In [ ]:

```
# Initial imports and notebook setup, click arrow to show
import sys
import os
from HARK.ConsumptionSaving.ConsIndShockModel import *
import HARK.ConsumptionSaving.ConsumerParameters as Params
from HARK.utilities import plotFuncsDer, plotFuncs
from time import clock
mystr = lambda number : "{:.4f}".format(number)
import matplotlib.pyplot as plt
```

(This example builds on the ConsIndShockModel notebook; digest that before proceeding)

The $\texttt{KinkedRconsumerType}$ class solves the problem of a consumer for whom the interest rate on borrowing is higher than the rate that the consumer will receive on any positive saving they do.
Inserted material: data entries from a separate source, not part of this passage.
Issue #349, opened 2020-03-10
1.3.0 cloudpickle.load hits AttributeError: module 'types' has no attribute 'ClassType'


mzhang-code:
After upgrading to 1.3.0 from 1.2.2, our load() code starts having this issue.

```
 File "/usr/local/lib/python3.6/site-packages/cloudpickle/cloudpickle.py", line 415, in _builtin_type
     return getattr(types, name)
 AttributeError: module 'types' has no attribute 'ClassType'
```

Also found this post described the same issue we got. https://github.com/mlflow/mlflow/issues/2429

I suspect it is caused by https://github.com/cloudpipe/cloudpickle/pull/337 "Fix a side effect that would redefine types.ClassTypes as type when importing cloudpickle", which removed `types.ClassType = type`

ogrisel:
Coming back to this issue. As per cloudpickle's README and and as I replied in https://github.com/mlflow/mlflow/issues/2429#issuecomment-619837699 , cloudpickle does not support loading objects from prior versions as it's only meant to transient object flowing between the nodes of a cluster.

That being said we could temporarily do an effort for backward compat this time with something like:

```python
if not hasattr(types, "ClassType"):
    types.ClassType = type
```

but this is weird and I would rather not have this on the long term.

pierreglaser:
> That being said we could temporarily do an effort for backward compat this time with something like:

I'm afraid the proposed workaround will end up recreating the problem reported in #337.

pierreglaser:
What might work though is special-casing `type` in 
https://github.com/cloudpipe/cloudpickle/blob/a69b92d4ea67befceb7b40a3754400b8fd8e2098/cloudpickle/cloudpickle.py#L390-L391

ogrisel:
Yes, this is what I was coming to by reading the reports. Let's add a small compat fix there.

ogrisel:
Compat fix implemented in #359.

PR #359, opened 2020-04-27
FIX: backward compat for types.ClassType attribute

ogrisel:
Fix for #349.

### DIFF
--- a/cloudpickle/cloudpickle.py
+++ b/cloudpickle/cloudpickle.py
@@ -390,7 +390,7 @@ for k, v in types.__dict__.items():
 def _builtin_type(name):
     if name == "ClassType":  # pragma: no cover
         # Backward compat to load pickle files generated with cloudpickle
-        # < 1.3 even if not loading pickle files from older versions is not
+        # < 1.3 even if loading pickle files from older versions is not
         # officially supported.
         return type
     return getattr(types, name)
--- a/cloudpickle/cloudpickle.py
+++ b/cloudpickle/cloudpickle.py
@@ -388,6 +388,11 @@ for k, v in types.__dict__.items():
 
 
 def _builtin_type(name):
+    if name == "ClassType":  # pragma: no cover
+        # Backward compat to load pickle files generated with cloudpickle
+        # < 1.3 even if not loading pickle files from older versions is not
+        # officially supported.
+        return type
     return getattr(types, name)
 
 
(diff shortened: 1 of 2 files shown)


cloudpickle/cloudpickle.py
```diff
@@ -388,6 +388,11 @@ def _cell_set_factory(value):
 
 
 def _builtin_type(name):
+    if name == "ClassType":  # pragma: no cover
```
pierreglaser, line 391: I wonder if in this kind of situation we could
- be nice, provide a fix but emit a warning saying that this pickle has been created using an old version of `cloudpickle` and that this is not part of `cloudpickle`'s contract
- then, one or two minor versions later, we can safely suppress the fix.

Pretty much like a deprecation warning.

pierreglaser: The following reproduces the issue on my machine:
dump script (`cloudpickle 1.2.1`)
```python
In [3]: import cloudpickle
   ...: class A:
   ...:     pass
   ...: with open('pickle_file.pkl', 'wb') as f:
   ...:     cloudpickle.dump(A, f)
```
load script (`cloudpickle 1.4.0`)
```python
In [3]: import pickle
   ...: with open('pickle_file.pkl', 'rb') as f:
   ...:     A = pickle.load(f)
```

ogrisel: Weird I thought I did this. Let me try again.

ogrisel: Actually let's be nice and silent for now and we will add a `FutureWarning` in an upcoming release.

ogrisel:
I will merge when green.

cloudpickle/cloudpickle.py
pierreglaser: I'm okay with this.

aarondav:
Thanks for the fix with an eye for backcompat! Turns out this was complicated by [pyspark inlining an older cloudpickle version](https://issues.apache.org/jira/browse/SPARK-32094) which continued to set `types.ClassType`. So if a client imported pyspark and used cloudpickle==1.3.0 (or 1.4.0), then the serialized model could not be loaded back in an environment that _only_ loaded cloudpickle==1.3.0, as types would not be defined there.

Thanks @dbczumar for the investigation here!

Issue #179, opened 2018-06-26
cloudpickle could extend pickle5


pitrou:
I'm not sure how adventurous people here want to get, but cloudpickle could extend [pickle5](https://pypi.org/project/pickle5/) instead of the built-in `pickle` module, at least when available.

@ogrisel

jakirkham:
Sounds like a great idea to me. 👍

cc @mrocklin

ogrisel:
+1 :)

jakirkham:
I'm curious if anyone has tried this. Some of the discussion in PR ( https://github.com/cloudpipe/cloudpickle/pull/253 ) suggests it might have been explored. Also looks like PR ( https://github.com/cloudpipe/cloudpickle/pull/308 ) added the missing keyword argument.

jakirkham:
Rough attempt of this in PR ( https://github.com/cloudpipe/cloudpickle/pull/364 ). Probably still needs a bit more work.

jakirkham:
> Rough attempt of this in PR ( #364 ). Probably still needs a bit more work.

This has been replaced by PR ( https://github.com/cloudpipe/cloudpickle/pull/370 ). Could use some reviews if anyone has time to look 🙂

jakirkham:
Thanks all! 😄

This is now included in 1.5.0 recently released.

PR #364, opened 2020-05-07
WIP: Optionally use pickle5

jakirkham:
Fixes https://github.com/cloudpipe/cloudpickle/issues/179

Optionally uses `pickle5` in `cloudpickle`.

### DIFF
--- a/cloudpickle/__init__.py
+++ b/cloudpickle/__init__.py
@@ -1,6 +1,6 @@
 from __future__ import absolute_import
 
-import pickle
+from cloudpickle.compat import pickle
 
 
 from cloudpickle.cloudpickle import *
--- a/cloudpickle/__init__.py
+++ b/cloudpickle/__init__.py
@@ -1,11 +1,10 @@
 from __future__ import absolute_import
 
-import sys
 import pickle
 
 
 from cloudpickle.cloudpickle import *
-if sys.version_info[:2] >= (3, 8):
+if pickle.HIGHEST_PROTOCOL >= 5:
     from cloudpickle.cloudpickle_fast import CloudPickler, dumps, dump
 
 __version__ = '1.5.0dev0'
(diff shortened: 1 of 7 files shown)


jakirkham:
Before doing more work here, would be curious to get people's thoughts on this approach 🙂

Does this generally seem reasonable? Or would we want to approach this in a different way?

pierreglaser:
> Before doing more work here, would be curious to get people's thoughts on this approach

The general approach (*optionally* rely on `pickle5`) looks good to me. We should also add/modify an entry in the `CI` to test `cloudpickle` against `Python < 3.8` and `pickle5`. Thanks @jakirkham!

jakirkham:
Have run into some test issues around `CellType` (added in Python 3.8) and other related things. Not sure if there is an easy way to bypass these sorts of issues (since they are not the primary focus here). Thoughts? 🙂

pierreglaser:
With regards to the `types.CellType` issue: `cloudpickle_fast.py` was originally written for `Python 3.8+`, so if we want to use it for `Python < 3.8`, we have no choice but to make the reducers within `cloudpickle_fast.py` cross-version.

The clean way though would be to refactor the organization of the reducers in `cloudpickle`, many of which are duplicated between `cloudpickle.py` and `cloudpickle_fast.py`, so that both modules import the same ones. See #284. Maybe this PR is a good occasion to do this (within this PR or separately) :)

ogrisel:
If we refactor the reducers, we should make a best effort to still make it possible to unpickle older pickles.

Even if this is not part of the cloudpickle public API (see the diclaimer for the scope of the project in the README) it would be great to preserve backward compat with previous version pickles if not too costly from a maintenance / tech debt point of view.

pierreglaser:
That is a very good remark @ogrisel. Would the `deprecation` cycle I suggested in https://github.com/cloudpipe/cloudpickle/pull/359#discussion_r415684864 work for you? IMHO it achieves a good tradeoff between all the stakes (code complexity, user friendliness, contract of `cloudpickle`...)

ogrisel:
+1 for deprecation warnings when possible.

jakirkham:
Closing as this has been superseded by PR ( https://github.com/cloudpipe/cloudpickle/pull/370 ).

PR #368, opened 2020-05-14
deduplicate cloudpickle reducers.

### LINKED ISSUE #284: make cloudpickle and cloudpickle_fast use the same reducers.

pierreglaser:
closes #284 
related to #364 

About backward compatiblity:
- this PR removes `make_skel_func`, `fill_function`, e.g the previous function `cloudpickle` used to reconstruct functions, as they were equivalent to the new `function_setstate`/`function_new` (modulo some `Python 3.8` compatiblity. These functions are important to reconstruct `pickles` created by previous `cloudpickle` versions. A simple fix is to keep them inside `cloudpickle.py` for a few releases and add a `FutureWarning` inside them saying that an attempt is made into reading old pickle, and that reading them will break in 2 releases.
- By removing the previous `Python < 3.8`  `CloudPickler` class this PR also removes semi-public functions (all the `CloudPickler.save_*`). These functions are not necessary to read old pickles, but they could be used inside third-party code. To address this, we could keep exposing the previous `CloudPickler` for the next few releases, but make `cloudpickle.dump(s)` use the new `CloudPickler`. 
This way, we can add a `FutureWarning` into the previous `CloudPickler.__init__`, while `cloudpickle.dump(s)` remains silent.

Also, the module names don't make much sense now. In the future we should rename `cloudpickle_fast.py` to `cloudpickle.py`, and merge it with the previous `cloudpickle.py`.

@jakirkham if you want to give #364 another shot, but rebasing on this PR first, I suspect its implementation should be much easier :)


jakirkham:
Thank you @pierreglaser! This is very helpful 😄

Have opened PR ( https://github.com/cloudpipe/cloudpickle/pull/370 ) with a redux of the `pickle5` changes. There are still some test failures, which I'm working through (though advice would certainly be appreciated ;).

jakirkham:
Should this still be marked as a draft or is it ready to review?

pierreglaser:
What's missing right now is ensuring that `cloudpickle` in this PR is able to unserialize `pickle` files created by (reasonably) older `cloudpickle` versions. We need to:

- restore `make_skel_func`/`fill_function`/`make_skeleton_class`,  but when called, those functions should now raise a deprecation warning saying one should not use different versions of `cloudpickle` to pickle/depickle the same object. I have not done this before to show the world how useful this PR is through its diff stats, but now that @ogrisel is aware of it I can proceed :)
- We also need a few tests to make sure the best-effort backward compatibility of `cloudpickle` works as expected. Hardcoding a few bytes strings containing dynamic classes and function in a compatibility test should be enough, but if anyone thinks of a more automatized way to generate old pickle files for each test of the existing test suite, I'm opened to suggestions.

jakirkham:
Thanks for the update and additional context Pierre! 😄

Ensuring consistency of results makes sense. Using old pickle files makes sense. Maybe there is some tooling that helps with this? Searching a bit [pytest-datadir]( https://github.com/gabrielcnr/pytest-datadir ), [pytest-datafiles]( https://github.com/omarkohl/pytest-datafiles ) comes up as an option for organizing this a bit. Are there particular tests that you think we should use?

ogrisel:
[pytest-datadir](https://github.com/gabrielcnr/pytest-datadir) looks simple and nice to use.

cloudpickle/cloudpickle_fast.py
```diff
@@ -394,95 +456,26 @@ def _class_setstate(obj, state):
...
-        if is_anyclass:
-            return _class_reduce(obj)
-        elif isinstance(obj, types.FunctionType):
-            return self._function_reduce(obj)
-        else:
-            # fallback to save_global, including the Pickler's distpatch_table
-            return NotImplemented
+    # Take into account potential custom reducers registered by external
+    # modules
+    dispatch_table = copyreg.dispatch_table.copy()
```
jakirkham, line 461: What happens if `copyreg` has a new override registered with it? Will this get updated?

jakirkham: One thought instead of copying might be to use [`ChainMap`]( https://docs.python.org/3.8/library/collections.html#collections.ChainMap ) to combine an internal dispatch table with `copyreg`'s. That way we still pick up details from `copyreg`, but can prioritize our own mapping.

ogrisel: I agree the previous code did not have this issue.

pierreglaser:
The CI failure on `macos` + `pypy3` seems unrelated to this PR (and to cloudpickle generally) as I can reproduce on master (#383)

pierreglaser:
I generated the old `pickle`s on my own machine (running `ubuntu 18.04`). Oddly enough, when dynamically generating the pickles from inside the CI workers, dynamically created `TypeVar`s were not serialized properly, for a reason I have not understood. However, when using the pickles from my machine, the CI passes. @ogrisel if you find the time, feel free to checkout this PR locally to run the test and double check that the backward compatibility test run as expected.

jakirkham:
Thanks Pierre! 😄

> I generated the old `pickle`s on my own machine (running `ubuntu 18.04`). Oddly enough, when dynamically generating the pickles from inside the CI workers, dynamically created `TypeVar`s were not serialized properly, for a reason I have not understood.

Maybe there is some clue in PR ( https://github.com/cloudpipe/cloudpickle/pull/350 ) or PR ( https://github.com/cloudpipe/cloudpickle/pull/353 )?

> However, when using the pickles from my machine, the CI passes.

It seems ok (at least to me 🙂) to include the pickle files for testing.

Are we able to generate some kind of diff between the pickle files on CI and locally? Maybe this would help us debug this further.

jakirkham:
FWIW have merged in the latest changes from this PR into PR ( https://github.com/cloudpipe/cloudpickle/pull/370 ) and have retested with Dask's Distributed in PR ( https://github.com/dask/distributed/pull/3849 ). Looks like all of the tests are passing! 🎉 😄

pierreglaser:
> Looks like all of the tests are passing!

That's great news! We should soon merge this PR too.

> Are we able to generate some kind of diff between the pickle files on CI and locally? Maybe this would help us debug this further.

I'm going to make one last remote CI debugging attempt in the near future. But IMO this issue should not be blocking things for too long.

pinging @ogrisel

ogrisel:
+1 for including statically generated pickles in the repo. Will do a review.

.github/workflows/testing.yml
```diff
@@ -61,13 +61,21 @@ jobs:
...
       shell: bash
       run: python -c "import sys; print(sys.version)"
+      # - name: Generate old pickles (backward compat)
+      #   shell: bash
+      #   run: |
+      #     git_head=$(git rev-parse HEAD)
+      #     cp tests/generate_old_pickles.py tests/_generate_old_pickles.py
+      #     git checkout v1.4.1
+      #     python tests/_generate_old_pickles.py
+      #     git checkout ${git_head}
```
ogrisel, line 78:
```suggestion
```

.github/workflows/testing.yml
```diff
@@ -61,9 +61,9 @@ jobs:
         python -m pip install -r dev-requirements.txt
         python ci/install_coverage_subprocess_pth.py
         export
-    - name: Install optional typing_extensions in Python 3.6
+    - name: Install supported dependencies (only test in Python 3.6)
       shell: bash
-      run: python -m pip install typing-extensions
+      run: python -m pip install typing-extensions tornado
```
ogrisel, line 66:
```suggestion
      run: python -m pip install typing-extensions
```

cloudpickle/cloudpickle.py
```diff
@@ -471,577 +474,61 @@ def _is_parametrized_type_hint(obj):
...
+        initargs = (ClassVar, obj.__type__)
+    elif type(obj) is type(Generic):
+        parameters = obj.__parameters__
+        if len(obj.__parameters__) > 0:
+            # in early Python 3.5, __parameters__ was sometimes
+            # preferred to __args__
+            initargs = (obj.__origin__, parameters)
 
-
-class CloudPickler(Pickler):
```
pierreglaser, line 476: Also: should we try to preserve backward-compatibility for semi-public `cloudpickle` objects? For instance, code like
`from cloudpickle.cloudpickle import CloudPickler` fails in this PR.

ogrisel: I would not mind, as long as those symbols are not used in reducers (which is now tested by the old_pickles thingy).

tests/generate_old_pickles.py
```diff
@@ -85,3 +85,7 @@ def add(x: MyClass[int], y: MyClass[int]):
         return MyClass(x.attribute + y.attribute)
 
     dump_obj([MyClass, add], "function_with_type_hints.pkl")
+
+    # Locally defined closure
+    nested_function = nested_function_factory()
```
pierreglaser, line 90: good catch. Thanks!

ogrisel:
> The CI failure on macos + pypy3 seems unrelated to this PR (and to cloudpickle generally) as I can reproduce on master (#383)

@pierreglaser I decided to skip this entry in the build matrix for the time being. Too lazy to debug this for now. We can always decide to reactivate later. pypy3 is still tested under linux.

ogrisel:
- The joblib failure `test_thread_bomb_mitigation[loky]` is known and unrelated (although I had not observed it on Py 3.7 before if I remember correctly).

- The joblib failure `test_nested_exception_dispatch` has already been fixed in joblib but not yet released.

- on Ray we get:

```
 >           pickled_function = pickle.dumps(function)
E           AttributeError: module 'ray.cloudpickle' has no attribute 'dumps'
```
this is weird. I will check if I can reproduce on master.

ogrisel:
The downstream failure in Ray seems to be cause by a change in this PR, it cannot be reproduced on master: https://github.com/cloudpipe/cloudpickle/pull/388

cloudpickle/cloudpickle.py
ogrisel: Actually the following used to work and is causing Ray to break on this PR:

```python
>>> from cloudpickle.cloudpickle import dumps                                                          
  File "<ipython-input-3-9394653b7d6c>", line 1, in <module>
    from cloudpickle.cloudpickle import dumps
ImportError: cannot import name 'dumps' from 'cloudpickle.cloudpickle' (/home/ogrisel/code/cloudpickle/cloudpickle/cloudpickle.py)
```

ogrisel:
The Ray failure is indeed related to https://github.com/cloudpipe/cloudpickle/pull/368#pullrequestreview-439768696.

jakirkham:
FWIW Ray vendored this and the `pickle5` changes in PR ( https://github.com/ray-project/ray/pull/8577 ). Not sure if it’s related, but wanted to mention it just in case it is.

ogrisel:
@pierreglaser I have tried to fix the above but my brain is exploding. I don't know how to do it how to introduce mutually dependent modules or breaking backward compat with old pickles which we do not want.

pierreglaser:
OK - I'm investigating.

pierreglaser:
The `ray` downstream build needed a serious lifting. Apparently the `ray` developpers moved faster and already tweaked `cloudpickle` to support `pickle5` when available. Their codebase seems to make use of the new `pickle 5` API, which the current `cloudpickle` in this PR does not support. We should test the `ray` downstream builds inside #370.

jakirkham:
Was wondering if that was the case. Thanks for figuring that out Pierre! 😄

pierreglaser:
@ogrisel `ray` tests are now passing in #389. Debugging this issue was insightful as it casted the light at real compatibility issues between `ray` and this version of `cloudpickle`, especially the deletion of the `dispatch` attribute when `CloudPickler` extends a `C`-implemented `Pickler`.

ogrisel:
Ok let's merge this then.

jakirkham:
Thanks all! 😄

pierreglaser:
Woot!

PR #369, opened 2020-05-14
Implement reduce for objects derived from abstract decorators

### LINKED ISSUE #367: Cannot pickle classes derived from ABC with abc.abstract* decorators
This may be an issue specific to Python 3.8, but I'm unable to cloudpickle objects whose class is derived from an `abc.ABC` derived base class with either one of these decorators:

The default calibration is meant to capture a case where the borrowing occurs at an interest rate typical of credit cards.

(Fuller discussion of the issues here can be found in A Theory of the Consumption Function, With or Without Liquidity Constraints)

In [ ]:

```
# Create an instance of the type of consumer we are interested in
KinkyExample = KinkedRconsumerType(**Params.init_kinked_R)
# Make the example infinite horizon (not a life cycle model)
KinkyExample.cycles = 0
# The consumer cannot borrow more than 0.4 times their permanent income
KinkyExample.BoroCnstArt = -0.4
# Solve the consumer's problem
KinkyExample.solve()
# Plot the results
plt.ylabel('Consumption c')
plt.xlabel('Market Resources m')
plotFuncs([KinkyExample.solution[0].cFunc],KinkyExample.solution[0].mNrmMin,5)
```

'Market Resources' $M$ is the total amount of money (assets plus current income) available to the consumer when the consumption decision is made. Lower case $m = M/P$ is the ratio of $M$ to permanent income. Likewise, $c = C/P$ is the ratio of consumption to permanent income.

The line segment near $m=1$ captures the interval over which the consumer spends all of their market resources, because it's not worth it to borrow at the high credit card interest rate, but also not worth it to save at the low bank account interest rate.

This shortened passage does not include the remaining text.